▶ Description of the task:
Print the data below exactly, but only the lines from the one containing "ScriptEnvironment.Default laziness is" down to the one containing "be made lazy", inclusive.

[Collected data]
BEGIN

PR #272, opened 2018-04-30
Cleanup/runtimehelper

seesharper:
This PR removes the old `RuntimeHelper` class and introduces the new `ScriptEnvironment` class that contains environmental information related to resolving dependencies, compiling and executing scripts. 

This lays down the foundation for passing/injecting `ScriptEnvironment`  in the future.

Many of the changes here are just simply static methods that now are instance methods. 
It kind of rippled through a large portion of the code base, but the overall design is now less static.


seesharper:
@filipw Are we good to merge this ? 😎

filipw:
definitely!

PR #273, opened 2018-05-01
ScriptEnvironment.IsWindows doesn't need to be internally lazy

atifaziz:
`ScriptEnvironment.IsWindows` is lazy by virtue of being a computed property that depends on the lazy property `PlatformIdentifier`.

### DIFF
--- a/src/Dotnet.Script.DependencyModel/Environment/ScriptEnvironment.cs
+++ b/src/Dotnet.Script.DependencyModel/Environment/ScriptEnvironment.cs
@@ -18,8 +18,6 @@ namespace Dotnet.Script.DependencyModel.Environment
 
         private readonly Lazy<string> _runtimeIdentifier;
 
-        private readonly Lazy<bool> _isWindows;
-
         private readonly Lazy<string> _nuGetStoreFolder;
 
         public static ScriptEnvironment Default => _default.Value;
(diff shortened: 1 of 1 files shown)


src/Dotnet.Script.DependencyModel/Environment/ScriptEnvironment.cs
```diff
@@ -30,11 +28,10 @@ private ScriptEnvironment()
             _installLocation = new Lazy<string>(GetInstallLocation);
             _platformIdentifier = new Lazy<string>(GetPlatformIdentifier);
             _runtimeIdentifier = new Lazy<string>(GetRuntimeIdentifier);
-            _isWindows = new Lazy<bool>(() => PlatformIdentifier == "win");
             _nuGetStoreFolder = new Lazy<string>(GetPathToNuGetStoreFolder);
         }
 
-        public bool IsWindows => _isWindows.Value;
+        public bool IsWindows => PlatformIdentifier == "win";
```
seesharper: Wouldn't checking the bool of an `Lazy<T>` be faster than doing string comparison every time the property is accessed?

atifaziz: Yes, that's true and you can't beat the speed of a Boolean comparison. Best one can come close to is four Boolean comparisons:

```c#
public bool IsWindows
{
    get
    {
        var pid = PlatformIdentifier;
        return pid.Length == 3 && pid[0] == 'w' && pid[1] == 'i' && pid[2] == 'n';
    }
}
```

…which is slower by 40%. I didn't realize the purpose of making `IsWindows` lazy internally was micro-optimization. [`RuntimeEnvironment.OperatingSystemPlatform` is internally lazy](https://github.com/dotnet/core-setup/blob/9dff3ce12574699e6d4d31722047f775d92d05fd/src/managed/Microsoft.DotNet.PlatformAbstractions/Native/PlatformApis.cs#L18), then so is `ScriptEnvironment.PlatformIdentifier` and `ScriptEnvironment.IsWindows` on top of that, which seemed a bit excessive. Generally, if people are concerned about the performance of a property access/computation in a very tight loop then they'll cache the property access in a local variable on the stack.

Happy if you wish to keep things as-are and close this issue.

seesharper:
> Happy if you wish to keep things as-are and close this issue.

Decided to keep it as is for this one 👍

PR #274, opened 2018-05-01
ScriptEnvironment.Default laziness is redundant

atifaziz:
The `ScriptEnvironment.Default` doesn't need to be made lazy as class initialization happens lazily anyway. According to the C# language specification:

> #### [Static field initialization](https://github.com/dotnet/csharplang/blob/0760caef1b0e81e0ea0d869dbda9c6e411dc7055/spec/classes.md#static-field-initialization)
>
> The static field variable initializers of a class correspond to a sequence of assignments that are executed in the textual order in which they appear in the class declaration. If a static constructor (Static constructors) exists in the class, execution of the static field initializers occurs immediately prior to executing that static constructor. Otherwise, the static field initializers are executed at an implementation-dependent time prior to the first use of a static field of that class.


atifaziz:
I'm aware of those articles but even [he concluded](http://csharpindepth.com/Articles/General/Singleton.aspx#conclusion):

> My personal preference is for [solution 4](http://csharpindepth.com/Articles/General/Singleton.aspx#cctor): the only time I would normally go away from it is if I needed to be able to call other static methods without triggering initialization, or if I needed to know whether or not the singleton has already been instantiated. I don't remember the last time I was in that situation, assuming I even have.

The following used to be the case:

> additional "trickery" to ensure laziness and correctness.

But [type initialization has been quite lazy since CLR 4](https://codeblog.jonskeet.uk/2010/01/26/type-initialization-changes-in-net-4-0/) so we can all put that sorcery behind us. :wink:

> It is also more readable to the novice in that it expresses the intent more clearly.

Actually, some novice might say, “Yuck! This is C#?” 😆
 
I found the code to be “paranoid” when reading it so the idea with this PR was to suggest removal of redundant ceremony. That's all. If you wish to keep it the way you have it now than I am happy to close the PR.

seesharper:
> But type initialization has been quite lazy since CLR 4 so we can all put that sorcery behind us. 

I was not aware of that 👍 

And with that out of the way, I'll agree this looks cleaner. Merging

END

▶ Written solution:
ScriptEnvironment.Default laziness is redundant

atifaziz:
The `ScriptEnvironment.Default` doesn't need to be made lazy as class initialization happens lazily anyway. According to the C# language specification:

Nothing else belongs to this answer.